Hannah hatte in ihrem fünfunddreißigjährigen Leben neun Urlaubsreisen gebucht, davon sechs mit einem längst verflossenen Liebhaber, zwei als Gruppenreisen, eine Reise als Single. Sie kannte das Mittelmeer, den Atlantik, die Nord- und Ostsee und den Plattensee. Es war überall das gleiche Elend: verschmutzte Strände, enge und laute Unterkünfte, gierige, unfreundliche Einheimische, Touristen mit schlechten Manieren. Sie hatte genug vom Reisen.
Aber das durfte sie natürlich nicht laut sagen. Befremdete oder mitleidige Blicke trafen sie, wenn sie derart kritisch darüber redete. Na klar, sie wusste ja, dass sie unter all den Reisewütigen, die nur für die fünfte Jahreszeit schufteten, als verschroben galt, als alte Jungfer, der eben noch nie ein richtiger Latin Lover am Strand begegnet war. Also schwieg sie; aber allmählich reifte in ihr ein Plan, wie sie es allen zeigen konnte.

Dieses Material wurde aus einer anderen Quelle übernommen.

PR #774, opened 2023-12-12
AMLII-1328: Adds an 'experimental' phase and removes warmup data from capture

scottopell:
### What does this PR do?

This PR implements:
1. An 'experimental' phase that will be entered after the `warmup_duration` expires
2. Modifies the target scrapers and capture manager to not begin execution until the experimental phase has been entered.
    i. As part of this, a test for `inner_main` was added which asserts that the expected # of `lading.running` entries given 
        a 1 second capture record interval.
4. Refactors the main `select!` in `lading/src/bin/lading.rs` to loop over the `select` to address a potential early-termination bug when the set of `generator`s are empty.
    a. This bug was encountered in https://github.com/DataDog/datadog-agent/pull/21452
6. Adds 2 gauge metrics:
    a. `lading.running` -- submits a value of `1` as long as the main `select!` of lading is executing
    b. `target.running` -- submits a value of `1` as long as the target is running.
7. `flush`es the capture file descriptor as soon as current lines are written, I observed in my unit tests that without this I could miss data. Likely due to the test runtime not being torn down by the time the capture files are inspected, but figure this data is valuable enough to pay the small IO penalty.

### Motivation
Especially visible in `smp local-run`, the generators and target scrapers have errors during the warmup phase connecting to the target. This is expected and is the entire point of the warmup phase.

This PR's original goal was simply to implement this "experimental phase", however scope creep got the best of me, which I hopefully made up for with my new unit tests for `inner_main`

### Additional Notes

There are a few `sleep` based loops that use a 1s timer, both the target metrics scraper, the target process observer, and the capture manager. Future improvement here would be to consider using `interval` instead of `sleep` in order to consider the [`MissedTickBehavior`](https://docs.rs/tokio/latest/tokio/time/enum.MissedTickBehavior.html)

The new `gauge` metrics are useful to me in validating the resulting data in the capture file, however I can refactor to avoid these if desired.

### DIFF
--- a/lading/src/captures.rs
+++ b/lading/src/captures.rs
@@ -40,6 +40,7 @@ pub struct CaptureManager {
     capture_fp: BufWriter<std::fs::File>,
     capture_path: PathBuf,
     shutdown: Phase,
+    experiment_started: Phase,
     inner: Arc<Inner>,
     global_labels: FxHashMap<String, String>,
 }
@@ -50,7 +51,7 @@ impl CaptureManager {
     /// # Panics
     ///
     /// Function will panic if the underlying capture file cannot be opened.
-    pub async fn new(capture_path: PathBuf, shutdown: Phase) -> Self {
+    pub async fn new(capture_path: PathBuf, shutdown: Phase, experiment_started: Phase) -> Self {
         let fp = tokio::fs::File::create(&capture_path).await.unwrap();
         let fp = fp.into_std().await;
         Self {
@@ -59,6 +60,7 @@ impl CaptureManager {
             capture_fp: BufWriter::new(fp),
             capture_path,
             shutdown,
+            experiment_started,
             inner: Arc::new(Inner {
                 registry: Registry::atomic(),
             }),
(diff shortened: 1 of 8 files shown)


lading/src/captures.rs
```diff
@@ -50,7 +51,7 @@ impl CaptureManager {
     /// # Panics
     ///
     /// Function will panic if the underlying capture file cannot be opened.
-    pub async fn new(capture_path: PathBuf, shutdown: Phase) -> Self {
+    pub async fn new(capture_path: PathBuf, shutdown: Phase, experiment_started: Phase) -> Self {
```
GeorgeHahn, line 54: One cleanup would be to move the shutdown & started signals into a Signals struct. That would eliminate the risk of bugs where they're mixed up in a function call. Super optional.

GeorgeHahn (approved):
This looks great!

lading/src/captures.rs
scottopell: I like that thought, I'll file that away as a future improvement 👍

Sie nahm ihren gesamten Jahresurlaub auf einmal mitsamt einigen Tagen aus dem letzten Jahr, die ihr großzügigerweise gewährt wurden. So kam sie auf volle vier Wochen im August. Sie erfand eine Reisebegleiterin, Ala, die Schulfreundin, frisch geschieden und daher äußerst unternehmungslustig. Und sie wählte ihr Reiseziel, die Tremiti-Inseln vor der Küste Apuliens. Darauf war sie gekommen, weil sie gerade einen Roman über Friedrich II. angefangen hatte, den berühmten Mann aus Apulien.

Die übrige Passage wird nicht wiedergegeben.